This confirms 48 ROPs. Either they are "uber" or great efficiency leap happened.
I'm not confident enough in my interpretation the diagram to be sure which block would be the ROPs, but it may still be 64 and consistent with the Linux patches.
The CUs seem certain enough, although the way the shapes are divided might be consistent with a changed orientation. The CU is one long rectangle book-ended by a pair of rectangles towards the center and three rectangles towards the outside.
The rectangles further out seem to be one for every two CUs.
One possible interpretation:
The three rectangles in the CU are the L1, filtering, and l/s blocks, and this time they are not arranged along the center line of the chip. The outer rectangles above and below the CU arrays could be the shared front ends, this time shared between two CUs.

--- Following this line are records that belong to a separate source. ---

PR #4519, opened 2025-04-04
Disallow duplicate clients in MLS groups

pcapriotti:
This is a first step to safeguard against broken clients that sometimes operate with new credentials without registering a new client to the backend. We simply check that duplicate clients are never introduced in group, either with internal or external commits.

Checking that the signature key of new leaf nodes always matches the one registered with the backend will be in a followup PR.

https://wearezeta.atlassian.net/browse/WPB-16786

## Checklist

### DIFF
--- a/integration/test/Test/MLS.hs
+++ b/integration/test/Test/MLS.hs
@@ -849,7 +849,7 @@ testBackendRemoveProposal suite domain = do
 testExternalCommitDuplicateClient :: (HasCallStack) => App ()
 testExternalCommitDuplicateClient = do
   alice <- randomUser OwnDomain def
-  creator : [other] <- traverse (createMLSClient def def) (replicate 2 alice)
+  [creator, other] <- traverse (createMLSClient def def) (replicate 2 alice)
   (_, conv) <- createSelfGroup def creator
   convId <- objConvId conv
   void $ createAddCommit creator convId [alice] >>= sendAndConsumeCommitBundle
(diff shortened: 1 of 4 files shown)


integration/test/Test/MLS.hs
```diff
@@ -845,3 +845,45 @@ testBackendRemoveProposal suite domain = do
...
+    setClientGroupState alice2 def
+    (kp, _) <- generateKeyPackage alice2 def
+
+    -- We cannot upload the new key package at this point, because the
+    -- signature key won't match. However, alice1 can still use it to craft an
+    -- add proposal.
+    mp <- createAddCommitWithKeyPackages alice1 convId [(alice2, kp)]
+    bindResponse (postMLSCommitBundle alice1 (mkBundle mp)) $ \resp -> do
+      resp.status `shouldMatchInt` 400
+      resp.json %. "label" `shouldMatch` "mls-protocol-error"
```
battermann, line 889:
```suggestion
  -- wipe key store
  setClientGroupState alice2 def
  (kp, _) <- generateKeyPackage alice2 def

  -- We cannot upload the new key package at this point, because the
  -- signature key won't match. However, alice1 can still use it to craft an
  -- add proposal.
  mp <- createAddCommitWithKeyPackages alice1 convId [(alice2, kp)]
  bindResponse (postMLSCommitBundle alice1 (mkBundle mp)) $ \resp -> do
    resp.status `shouldMatchInt` 400
    resp.json %. "label" `shouldMatch` "mls-protocol-error"
```

battermann (approved):

stefanwire (approved):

The RBE sections are the long bars on the right and left. The ROP sections seem to be more variable in layout, possibly to most efficiently pack them in the outer margins and around other miscellaneous units.
That would put the L2 as the two 8x3 arrays below the main portion of the GPU, and presumably above the blocks dedicated to the HBM interface and controllers.
The 8 columns in that case might pair up with the tile_pipe values listed in the Linux patches for Vega (the 8 marked with a ???). If the picture's 3 rows are accurate, that may mean a non-power of 2 associativity, or perhaps some other change.
The possible HBM interfaces have 12 columns each, although how much of that is in part due to oversimplifying some of the surrounding silicon around the PHY is uncertain.
The more pronounced spacing that cuts the CU arrays into 4 quadrants might be consistent with the need for connectivity to the L2 at the bottom for the changed layout of the CU caches and the ROPs on either side. Polaris' artistic rendition had a pronounced division along the center line, but that was before the DRAM and L2 was shunted off to one side and the ROPs hooked into the L2.